What is required: Set down word for word the lines that begin the entries and run through the line containing "First, modified_uncertain calls". Give nothing further.

Source material:
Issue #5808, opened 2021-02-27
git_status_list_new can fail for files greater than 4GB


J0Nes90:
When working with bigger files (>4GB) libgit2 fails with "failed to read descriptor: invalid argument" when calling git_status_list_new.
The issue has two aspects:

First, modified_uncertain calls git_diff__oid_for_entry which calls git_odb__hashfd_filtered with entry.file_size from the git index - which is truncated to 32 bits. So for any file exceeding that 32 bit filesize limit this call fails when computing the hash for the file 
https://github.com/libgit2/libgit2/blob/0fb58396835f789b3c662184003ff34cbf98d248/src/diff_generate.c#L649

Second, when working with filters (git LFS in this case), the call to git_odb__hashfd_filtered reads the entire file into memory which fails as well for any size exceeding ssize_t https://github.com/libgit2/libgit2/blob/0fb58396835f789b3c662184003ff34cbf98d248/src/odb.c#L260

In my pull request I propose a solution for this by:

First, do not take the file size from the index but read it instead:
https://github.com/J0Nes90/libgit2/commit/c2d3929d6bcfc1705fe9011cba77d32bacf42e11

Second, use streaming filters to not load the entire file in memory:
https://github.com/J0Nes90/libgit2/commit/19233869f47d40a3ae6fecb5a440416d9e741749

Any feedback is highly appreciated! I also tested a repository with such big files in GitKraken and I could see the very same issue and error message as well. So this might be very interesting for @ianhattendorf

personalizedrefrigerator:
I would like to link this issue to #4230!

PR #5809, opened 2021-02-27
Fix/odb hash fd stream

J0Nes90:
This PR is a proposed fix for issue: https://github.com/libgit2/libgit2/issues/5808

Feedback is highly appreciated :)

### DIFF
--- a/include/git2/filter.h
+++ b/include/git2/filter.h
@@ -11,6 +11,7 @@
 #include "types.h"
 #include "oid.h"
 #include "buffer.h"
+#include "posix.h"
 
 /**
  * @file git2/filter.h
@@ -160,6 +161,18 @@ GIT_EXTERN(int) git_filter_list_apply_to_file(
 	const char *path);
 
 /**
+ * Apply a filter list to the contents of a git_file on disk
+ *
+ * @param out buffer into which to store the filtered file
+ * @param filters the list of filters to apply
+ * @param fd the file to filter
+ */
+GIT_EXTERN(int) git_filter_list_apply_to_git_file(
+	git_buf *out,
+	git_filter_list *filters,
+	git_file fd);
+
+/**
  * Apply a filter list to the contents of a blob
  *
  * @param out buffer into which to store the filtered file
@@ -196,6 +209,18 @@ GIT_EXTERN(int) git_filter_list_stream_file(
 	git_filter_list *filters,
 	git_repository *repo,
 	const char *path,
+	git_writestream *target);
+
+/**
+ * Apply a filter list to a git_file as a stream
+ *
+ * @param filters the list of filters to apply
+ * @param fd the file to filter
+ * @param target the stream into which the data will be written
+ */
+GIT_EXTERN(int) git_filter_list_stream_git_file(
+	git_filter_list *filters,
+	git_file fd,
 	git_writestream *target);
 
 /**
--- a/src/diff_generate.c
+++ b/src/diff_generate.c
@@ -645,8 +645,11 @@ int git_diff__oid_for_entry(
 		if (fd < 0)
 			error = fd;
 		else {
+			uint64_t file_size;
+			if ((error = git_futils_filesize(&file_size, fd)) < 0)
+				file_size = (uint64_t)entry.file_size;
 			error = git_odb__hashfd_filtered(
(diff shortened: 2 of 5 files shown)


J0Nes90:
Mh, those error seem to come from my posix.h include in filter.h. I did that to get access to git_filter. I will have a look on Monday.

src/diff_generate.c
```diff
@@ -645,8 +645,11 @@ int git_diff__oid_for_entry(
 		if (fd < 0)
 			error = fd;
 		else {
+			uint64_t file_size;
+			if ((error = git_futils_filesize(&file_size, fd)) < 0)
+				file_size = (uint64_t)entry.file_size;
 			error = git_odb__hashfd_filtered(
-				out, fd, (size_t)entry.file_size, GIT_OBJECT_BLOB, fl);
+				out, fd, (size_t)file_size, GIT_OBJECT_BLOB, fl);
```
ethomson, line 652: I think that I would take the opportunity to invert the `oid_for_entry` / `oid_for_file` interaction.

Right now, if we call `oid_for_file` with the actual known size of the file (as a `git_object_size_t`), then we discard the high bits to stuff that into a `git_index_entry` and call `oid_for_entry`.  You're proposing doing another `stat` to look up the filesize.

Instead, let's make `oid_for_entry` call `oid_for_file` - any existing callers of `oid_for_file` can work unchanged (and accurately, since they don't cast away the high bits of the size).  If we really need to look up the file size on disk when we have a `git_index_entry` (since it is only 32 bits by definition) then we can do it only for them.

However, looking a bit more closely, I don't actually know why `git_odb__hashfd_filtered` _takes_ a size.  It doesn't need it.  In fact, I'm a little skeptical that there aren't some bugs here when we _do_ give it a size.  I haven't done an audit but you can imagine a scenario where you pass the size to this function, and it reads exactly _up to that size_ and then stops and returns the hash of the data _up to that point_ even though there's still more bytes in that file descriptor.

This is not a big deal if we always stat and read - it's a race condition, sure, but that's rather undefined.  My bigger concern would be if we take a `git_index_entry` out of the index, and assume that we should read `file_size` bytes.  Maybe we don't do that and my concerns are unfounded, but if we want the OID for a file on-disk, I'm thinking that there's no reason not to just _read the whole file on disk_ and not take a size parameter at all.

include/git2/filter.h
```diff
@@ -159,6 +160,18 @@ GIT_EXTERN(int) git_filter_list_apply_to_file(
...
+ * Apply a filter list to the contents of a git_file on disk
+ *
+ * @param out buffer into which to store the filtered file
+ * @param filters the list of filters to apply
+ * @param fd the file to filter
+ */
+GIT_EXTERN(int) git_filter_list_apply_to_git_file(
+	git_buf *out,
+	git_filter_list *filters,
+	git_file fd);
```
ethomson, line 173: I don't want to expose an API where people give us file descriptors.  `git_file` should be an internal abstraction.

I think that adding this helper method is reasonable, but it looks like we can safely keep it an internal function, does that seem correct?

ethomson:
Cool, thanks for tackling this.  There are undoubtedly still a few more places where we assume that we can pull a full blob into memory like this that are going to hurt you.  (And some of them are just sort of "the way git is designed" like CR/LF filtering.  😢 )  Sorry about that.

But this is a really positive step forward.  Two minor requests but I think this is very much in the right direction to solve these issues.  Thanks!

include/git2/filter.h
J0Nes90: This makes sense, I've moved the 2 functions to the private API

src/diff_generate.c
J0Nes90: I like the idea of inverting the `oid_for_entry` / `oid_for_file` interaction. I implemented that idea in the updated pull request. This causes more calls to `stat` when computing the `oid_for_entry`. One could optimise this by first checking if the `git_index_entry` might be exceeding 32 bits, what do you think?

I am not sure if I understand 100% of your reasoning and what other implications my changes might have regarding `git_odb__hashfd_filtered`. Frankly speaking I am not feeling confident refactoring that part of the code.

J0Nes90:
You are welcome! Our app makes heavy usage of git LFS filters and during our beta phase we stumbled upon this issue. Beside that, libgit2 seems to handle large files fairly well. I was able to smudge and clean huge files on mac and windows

Solved exercise:
Issue #5808, opened 2021-02-27
git_status_list_new can fail for files greater than 4GB


J0Nes90:
When working with bigger files (>4GB) libgit2 fails with "failed to read descriptor: invalid argument" when calling git_status_list_new.
The issue has two aspects:

First, modified_uncertain calls git_diff__oid_for_entry which calls git_odb__hashfd_filtered with entry.file_size from the git index - which is truncated to 32 bits. So for any file exceeding that 32 bit filesize limit this call fails when computing the hash for the file 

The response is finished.